PR #6607, opened 2023-01-07
Improve readability of text floats

michaelgregorius:
Improve the readability of text floats by removing the hard coded pixel font size. The widget is now composed of three `QLabels` which are used to display the title, text and pixmap. A small step to improve the problems described in #2510.

The adjusted version looks as follows. Please use the main menu as a reference for a "normal" text size:

https://user-images.githubusercontent.com/9293269/211168411-7fa46aa4-0701-4df5-ad7c-97215fa84699.mp4

## Technical details
Remove the methods `paintEvent` and `updateSize` because the widget is now updated automatically whenever the QLabels change state.

Merge both versions of `TextFloat::displayMessage` because one of them was only called by the other.

The default constructor of `TextFloat` now delegates to the "full" constructor. The latter is private because it is only used from within `displayMessage`.

The methods `setTitle`, `setText` and `setPixmap` show/hide their corresponding labels depending on whether there is text or a pixmap to show.

Adjust the class `Fader` so that the text float is shown to the right of the fader. Otherwise the new implementation would have covered the fader while it is being moved.

## Old version
For comparison, here's how the current implementation looks. The text is very small and hard to read.

https://user-images.githubusercontent.com/9293269/211168527-bd4e00ab-3c07-43ca-a19a-762d20af3ca6.mp4

### DIFF
--- a/data/themes/classic/style.css
+++ b/data/themes/classic/style.css
@@ -70,7 +70,7 @@ QToolTip {
 	color: #4afd85;
 }
 
-lmms--gui--TextFloat {
+lmms--gui--TextFloat, lmms--gui--SimpleTextFloat {
 	border-radius: 4px;
 	background: qlineargradient(spread:reflect, x1:0.5, y1:0.5, x2:0.5, y2:0, stop:0 rgba(0, 0, 0, 255), stop:1 rgba(50, 50, 50, 220));
 	opacity: 175;
--- a/data/themes/default/style.css
+++ b/data/themes/default/style.css
@@ -100,7 +100,7 @@ QToolTip {
 	color: #d1d8e4;
 }
 
-lmms--gui--TextFloat {
+lmms--gui--TextFloat, lmms--gui--SimpleTextFloat {
 	background: #040506;
 	color: #d1d8e4;
 }
--- a/include/Fader.h
+++ b/include/Fader.h
@@ -55,10 +55,11 @@
 
 #include "AutomatableModelView.h"
 
+
 namespace lmms::gui
 {
 
-class TextFloat;
+class SimpleTextFloat;
 
 
 class LMMS_EXPORT Fader : public QWidget, public FloatModelView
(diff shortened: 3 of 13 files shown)


superpaik:
I get that idea, but I don't see why the frame has to be so wide. I don't think it improves readability. Also, it is not applied to "float help text" (like the one that appears over icons), so we have an inconsistency between text floats.

michaelgregorius:
Hi @superpaik,

thanks for the feedback! The `TextFloat` in this branch is implemented using a horizontal layout that displays the icon on the left and the title and text on the right. The title and the text are part of another vertical layout. Both layouts currently have their default margin of 9.

The `TextFloat` is used in two contexts:
* As a temporary message that displays an icon, title and text. Usually shown at the bottom left of the main window.
* As a pseudo tool tip which only shows current values as a text. This text is shown close to the manipulated widget as long as an action occurs.

Personally I like the appearance in the temporary message case. The message is meant to be noticed by the user so it should have a certain size.

In my opinion the underlying problem is that the `TextFloat` is also used for the pseudo tool tip case in the first place. Perhaps it would be better to implement the pseudo tool tip cases with a separate widget that's meant specifically for these cases. Ideally it would inherit from `QToolTip` so that it receives the same styling as the tool tips that are shown when hovering over the buttons. That way they'd always look the same and be in sync. But I think this should be something for another issue/pull request.

superpaik:
Hi, @michaelgregorius.

I agree with you on temporary messages.
As for the second context, I agree that a different widget could be the best solution, but maybe a solution would be to apply different styles depending on whether the textfloat has icon, and/or title. I don't know if it's possible code-wise.

michaelgregorius:
I have now introduced the class `SimpleTextFloat` which simply shows a text and acts as a pseudo tool tip. The current state looks as follows:

https://user-images.githubusercontent.com/9293269/211633303-38b526e5-97d8-47d9-924a-a510867448a2.mp4

michaelgregorius:
@LMMS/developers, can I merge this?

superpaik:
I think that you should check your code to adapt it to coding conventions before merging it.

michaelgregorius:
> I think that you should check your code to adapt it to coding conventions before merging it.

Done!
____________
The answer should be nothing but the number of lines in this data that include "your".

2